More complex mappings

Some instructions generate more complex code. These are either or both of:

  • complex instructions generating some local control flow, like “cond_gc_wb_call” (for write barriers), “call_assembler” (a call followed by a few checks).
  • instructions that invoke custom assembler helpers, like the slow-path of write barriers or the slow-path of allocations. These slow-paths are typically generated too, so that we are not constrained by the usual calling conventions.

GC pointers

Around most CALL instructions, we need to record a description of where the GC pointers are (registers and stack frame). This is needed in case the CALL invokes a garbage collection. The GC pointers can move; the pointers in the registers and stack frame are updated by the GC. That’s a reason for why we don’t have explicit interior pointers.
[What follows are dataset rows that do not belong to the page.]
PR #385, opened 2020-05-05
move in_consensus implementation out of consensus mgr and into cli

andymck:
The check does not rely on anything within consensus_mgr and has been seen to result crashing the consensus mgr to the the call to `blockchain_swarm:pubkey_bin()` timing out ( due to sync call to retrieve the PID timing out )

As such moving implementation into the CLI itself reduces the risk to consensus mgr....


andymck:
Closing as the problem leading to the crash is addressed in another PR

PR #388, opened 2020-05-06
ledger snapshots

evanmcc:
miner support and tests for:

https://github.com/helium/blockchain-core/pull/403


src/miner.erl
```diff
@@ -367,6 +369,31 @@ handle_call({create_block, Metadata, Txns, HBBFTRound}, _From, State) ->
...
                     Metadata),
+    %% TODO what do we do about snapshot disagreements?
+    %% IIRC we had agreed to omit
+    SnapshotHash=
+        case blockchain:config(?snapshot_interval, blockchain:ledger(Chain)) of
+            {ok, Interval} ->
+                case (NewHeight - 1) rem Interval == 0 of
+                    true ->
+                        lager:info("XXX trying to add hash ~p", [NewHeight]),
+                        [SH] = lists:foldl(
```
Vagabond, line 380: badmatching here would presumably halt block production?

evanmcc: yes, I need to change this to 2f+1 agreement, and omission if it does not meet that standard.

rebar.config
```diff
@@ -11,7 +11,8 @@
 {deps, [
         {blockchain, {git, "https://github.com/helium/blockchain-core.git",
                       {branch, "master"}}},
-        {hbbft, {git, "https://github.com/helium/erlang-hbbft.git", {branch, "master"}}},
+        {hbbft, {git, "https://github.com/helium/erlang-hbbft.git",
```
Vagabond, line 14: This branch merged.

evanmcc: fixed

src/miner.erl
```diff
@@ -369,6 +371,35 @@ handle_call({create_block, Metadata, Txns, HBBFTRound}, _From, State) ->
...
+                        SHCt =
+                            lists:foldl(
+                              fun({_Idx, #{snapshot_hash := SH}}, Acc) -> % new map vsn
+                                      maps:update_with(SH, fun(V) -> V + 1 end, 1, Acc);
+                                 (_, Acc) ->
+                                      Acc
+                              end,
+                              #{},
+                              Metadata),
+                        case lists:reverse(lists:keysort(2, maps:to_list(SHCt))) of
```
Vagabond, line 394: So we're sorting the most common ones first?

Vagabond: Couple comments here would be good, I think.

src/miner.erl
```diff
@@ -369,6 +371,35 @@ handle_call({create_block, Metadata, Txns, HBBFTRound}, _From, State) ->
                     end,
                     [],
                     Metadata),
+    %% TODO what do we do about snapshot disagreements?
```
Vagabond, line 374: Update this now we have decided

src/miner.erl
```diff
@@ -414,7 +451,8 @@ handle_call({create_block, Metadata, Txns, HBBFTRound}, _From, State) ->
                                election_epoch => ElectionEpoch,
                                epoch_start => EpochStart,
                                seen_votes => SeenVectors,
-                               bba_completion => BBA
+                               bba_completion => BBA,
+                               snapshot_hash => SnapshotHash
```
Vagabond, line 455: The empty binary is the PBC default value, right?

src/miner_hbbft_sidecar.erl
```diff
@@ -74,9 +74,16 @@ init(State) ->
             erlang:send_after(500, self(), chain_check),
             {ok, State#state{}};
         Chain ->
-            Ledger = blockchain_ledger_v1:new_context(blockchain:ledger(Chain)),
-            Chain1 = blockchain:ledger(Ledger, Chain),
-            {ok, State#state{chain = Chain1}}
+            Ledger0 = blockchain:ledger(Chain),
+            case Ledger0 of
```
Vagabond, line 78: Do we still have the undefined ledger so we need this?

src/miner.erl
evanmcc: added

src/miner.erl
evanmcc: yes, this should cause nothing to be put into the proto for a bytes field, but we should make sure that a mixed cluster can make progress.

test/miner_blockchain_SUITE.erl
```diff
@@ -26,7 +26,9 @@ all() -> [
           group_change_test,
           master_key_test,
           version_change_test,
-          election_v3_test
+          election_v3_test,
+          snapshot_test,
+          high_snapshot_test
```
Vagabond, line 31: Do we need a test where the snapshot is fixing a corrupted ledger?

src/miner.erl
Vagabond: This has been confirmed

Issue #86, opened 2016-11-02
Bug in `python_version` comparison with minor version ?


cournape:
The following was unexpected for me, and smells like a bug ?

``` python
import sys
from packaging.markers import Marker

print(sys.version_info)
print(Marker('python_version < 2.7.6').evaluate())
```

Outputing:

``` bash
sys.version_info(major=2, minor=7, micro=10, releaselevel='final', serial=0)
True
```

cournape:
This example is from the PEP 508 (https://www.python.org/dev/peps/pep-0508/#id16). If the intent is to only compare major/minor numbers, then maybe having micro versions should error out ?

xavfernandez:
`python_version` seems to be for major/minor and `python_full_version` if you want everything (including the micro).

> If the intent is to only compare major/minor numbers, then maybe having micro versions should error out ?

I agree it should at least give a warning if pyhon_version is compared with a version containing a micro segment.

dstufft:
I'm not at my computer but I'm pretty sure this is being interpreted as 2.7 < 2.7.6 which is why it comes back as True. This is a result of the implementation doing sort of the most obvious thing implementation wise. The PEP isn't really clear on which way to go. I think the best thing to do is to propose a clarification to the PEP about what it should do in this scenario. I doubt this is will be a very controversial clarification.

vphilippon:
I think that the PEP is clear on the behaviour of comparing 2 version specifier. It states that it will use the PEP 440 version comparison, which happens here. It's not just an implementation detail effect, it's the defined behaviour.

Although, the difference between `python_version` and `python_full_version` in the PEP could be emphasized.
Mostly, I think that the example in the PEP should be using `python_full_version`, or show both, as it seems the most sensible/common kind of comparison, and would avoid some bad surprise to the unexpecting users simply following the example in the PEP.

IMO, packaging does the right thing. Erroring out introduces a corner case in the PEP 508 "language" (try explaining the erroring behaviour simply, you'll probably feel the "yet another exception to the rule" feeling I'm having). 

Giving a warning feels also like handling an unnecessary corner case, but at least it won't cause trouble for the users.

I'll take a look at the steps required to suggest a clarification to a PEP, and I'll try to clarify the example, either by adding more, or changing to a less trouble-inducing one.

Issue #166, opened 2019-07-19
Master branch is failing with pytest >= 5.0


pganssle:
I restarted the last build for the master branch and Python versions >= 3.5 are [failing to match some part of exception messages](https://travis-ci.org/pypa/packaging/jobs/541530561#L644). Given that `python_version >= 3.5` describes the support matrix for `pytest >= 5.0` and these same builds were passing a month ago, I suspect that the problem is that the current version of `packaging`'s tests have not been updated to be compatible with the latest `pytest`.

Lately I've been recommending pinning all test dependencies - though I have no actually effective and reasonable way of doing this myself yet (working incrementally on some mechanism to update the dependencies that doesn't spam me with a million individual PRs like dependabot does). That would help the user experience for contributors here, though in the short term just pinning `pytest` will probably work for a while.

pradyunsg:
Let's just add a constraint to pytest <= 5 to our test dependencies here. That's a "quick fix".

I'll try to make some time later to fix this stuff properly.

asottile:
#174 has a fix for this

PR #169, opened 2019-07-20
Rewrite python_version to accomodate possible X.10

uranusjr:
See #119 (and maybe #86?)


pganssle:
See #165, which is itself a duplicate of #113.

pradyunsg:
LOL. Someone needs to do triage here.

Let's stick with #165 to minimize duplicated effort.

uranusjr:
I like #166’s solution best (using `python_version_tuple`), fwiw.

GC pointers can appear as constants in the trace. We are busy changing that to use a constant table and MOV REG, (%RIP+offset). The “constant” in the table is actually updated by the GC if the object move.

Vectorization

Optimization developed to use SIMD instructions for trace loops. Primary idea was to use it as an optimization of micro numpy. It has several passes on the already optimized trace.

Shortly explained: It builds dependencies for an unrolled trace loop, gathering pairs/packs of operations that could be executed in parallel and finally schedules the operations.
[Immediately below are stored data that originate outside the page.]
PR #174, opened 2019-07-26
Fix testsuite for pytest 5.x

### LINKED ISSUE #166: Master branch is failing with pytest >= 5.0

asottile:
Resolves #166

### DIFF
--- a/.travis.yml
+++ b/.travis.yml
@@ -1,19 +1,26 @@
 language: python
 cache: pip
 python: 3.6
-env: TOXENV=py
 
 matrix:
   include:
     - python: 2.7
+      env: TOXENV=py27
     - python: pypy
+      env: TOXENV=pypy
     - python: pypy3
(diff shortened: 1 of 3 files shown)


di:
Thanks @asottile!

What did it add to the code base:

  • Dependencies can be constructed
  • Code motion of guards to relax dependencies
  • Scheduler to reorder trace
  • Array bound check removal (especially for unrolled traces)

What can it do:

  • Transform vector loops (element wise operations)
  • Accumulation (reduce([…],operator,0)). Requires Operation to be associative and commutative
  • SSE 4.1 as “vector backend”

We do not

  • Keep tracing data around to reoptimize the trace tree. (Once a trace is compiled, minimal data is kept.) This is one reason (there are others in the front-end) for the following result: JIT-compiling a small loop with two common paths ends up as one “loop” and one bridge assembled, and the bridge-following path is slightly less efficient. This is notably because this bridge is assembled with two constraints: the input registers are fixed (from the guard), and the output registers are fixed (from the jump target); usually these two sets of fixed registers are different, and copying around is needed.
  • We don’t join trace tails: we only assemble trees.
  • We don’t do any reordering (neither of trace instructions nor of individual assembler instructions)
  • We don’t do any cross-instruction optimization that makes sense only for the backend and can’t easily be expressed at a higher level. I’m sure there are tons of examples of that, but e.g. loading a large constant in a register that will survive for several instructions; moving out of loops parts of some instruction like the address calculation; etc. etc.
  • Other optimization opportunities I can think about: look at the function prologue/epilogue; look at the overhead (small but not zero) at the start of a bridge. Also check if the way guards are implemented makes sense. Also, we generate large-ish sequences of assembler instructions with tons of Jcond that are almost never followed; any optimization opportunity there? (They all go forward, if it changes anything.) In theory we could also replace some of these with a signal handler on segfault (e.g. guard_nonnull_class).

a GCC or LLVM backend?

At least for comparison we’d like a JIT backend that emits its code using GCC or LLVM (irrespective of the time it would take). But it’s hard to map reasonably well the guards to the C language or to LLVM IR. The problems are: (1) we have many guards, we would like to avoid having many paths that each do a full saving-all-local-variables-that-are-still-alive; (2) it’s hard to patch a guard when a bridge is compiled from it; (3) instructions like a CALL need to expose the local variables that are GC pointers; CALL_MAY_FORCE need to expose all local variables for optional off-line reconstruction of the interpreter state.